293T cell lysate, Hela cell lysate, Hela, A431, SW480, human breast carcinoma tissue, human tonsil tissue, mouse colon tissue.
Store at +4C after thawing. Aliquot store at -20C or -80C. Avoid repeated freeze / thaw cycles.
1*TBS (pH7.4), 0.05% BSA, 40% Glycerol. Preservative: 0.05% Sodium Azide.

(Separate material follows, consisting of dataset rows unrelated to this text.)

PR #15, opened 2015-02-27
Fix #10: Decimated collision meshes to ~100 faces

### LINKED ISSUE #10: irb120: meshes can probably be decimated

Levi-Armstrong:


culletom:
Just in regards to this, issue #10 relates to the visual meshes rather than the collision meshes. However the collision meshes also needed to be decimated (for my laptop anyways) so perhaps both can be brought in in the PR?

Levi-Armstrong:
@culletom: You are correct, I have included the decimated visual meshes.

Protein A affinity purified.
CDLS2 antibody; DKFZp686L19178 antibody; DXhXs423e antibody; DXS423E antibody; KIAA0178 antibody; MGC138332 antibody; OTTHUMP00000061876 antibody; RP6 29D12.1 antibody; SB1.8 antibody; Segregation of mitotic chromosomes 1 antibody; Segregation of mitotic chromosomes like 1 antibody; SMC 1 antibody; SMC protein 1B antibody; SMC-1-beta antibody; SMC-1B antibody; SMC1 antibody; SMC1A antibody; SMC1alpha antibody; SMC1alpha protein antibody; SMC1B antibody; SMC1B_HUMAN antibody; SMC1BETA antibody; SMC1beta protein antibody; SMC1L1 antibody; SMC1L2 antibody; SMCB antibody; Structural maintenance of chromosome 1 like 1 protein antibody; Structural maintenance of chromosome 1 like 2 protein antibody; Structural maintenance of chromosomes 1A antibody; Structural maintenance of chromosomes 1B antibody; Structural maintenance of chromosomes protein 1B antibody
Belongs to the SMC family. SMC1 subfamily.

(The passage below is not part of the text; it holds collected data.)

PR #18, opened 2015-02-27
Introduction of Gazebo Support

culletom:
Wanted to discuss this before going any further. I've looked through the ros_industrial repository and there are are very few gazebo packages (only in the [universal_robot](https://github.com/ros-industrial/universal_robot) repository as far as I could see) so it would be worth discussing to try come up with a standard package format. 

As can be seen, I've created seperate urdf files for Gazebo, as I felt it was best not to complicate the original urdfs since they are used by other programs. The irb120_gazebo_macro file contains all the required tags for gazebo. This differs to some of the gazebo tutorials, but ensures all the tags use the same prefix parameter. 

The masses and inertial values for each link were calculated in solidworks. Adding the mass of each link gives a total of 18kg, which is lower than the robots actual value of 25kg. I contacted ABB about this, but the factory doesn't provide more accurate values for each link. They did say that solidworks values are accurate, but that they don't include the robot cable harness as the mass distribution is difficult to calculate. I updated the inertia tensors and cog origins to account for the new joint translations, but it might be worth double checking these values. The inertia tensor for link 6 seemed was causing problems in Gazebo (values were too small) so I ended up using a simplified matrix for this link.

Ubiquitinated by the DCX(DCAF15) complex, leading to its degradation.; Phosphorylated by ATM upon ionizing radiation in a NBS1-dependent manner. Phosphorylated by ATR upon DNA methylation in a MSH2/MSH6-dependent manner. Phosphorylation of Ser-957 and Ser-966 activates it and is required for S-phase checkpoint activation.
The SMC (structural maintenance of chromosomes) family of proteins form heterodimeric complexes that modulate sister chromatid cohesion and chromosome condensation for mitosis. SMC1α (structural maintenance of chromosomes protein 1A), also known as SMC1, SMCB, CDLS2, SB1.8, SMC1L1 or DXS423E, is a 1,233 amino acid nuclear protein that is involved in chromosome cohesion during the cell cycle. SMC1α interacts with BRCA1 and is phosphorylated by ATM, indicating a potential role in DNA repair. SMC1α is a component of the cohesion complex, which is required for the cohesion of sister chromatids after DNA replication. Mutations in the gene encoding SMC1α may be the cause of Cornelia de Lange syndrome (CdLS), which is a clinically heterogeneous developmental disorder characterized by facial dysmorphia, upper limb malformations, growth and cognitive retardation.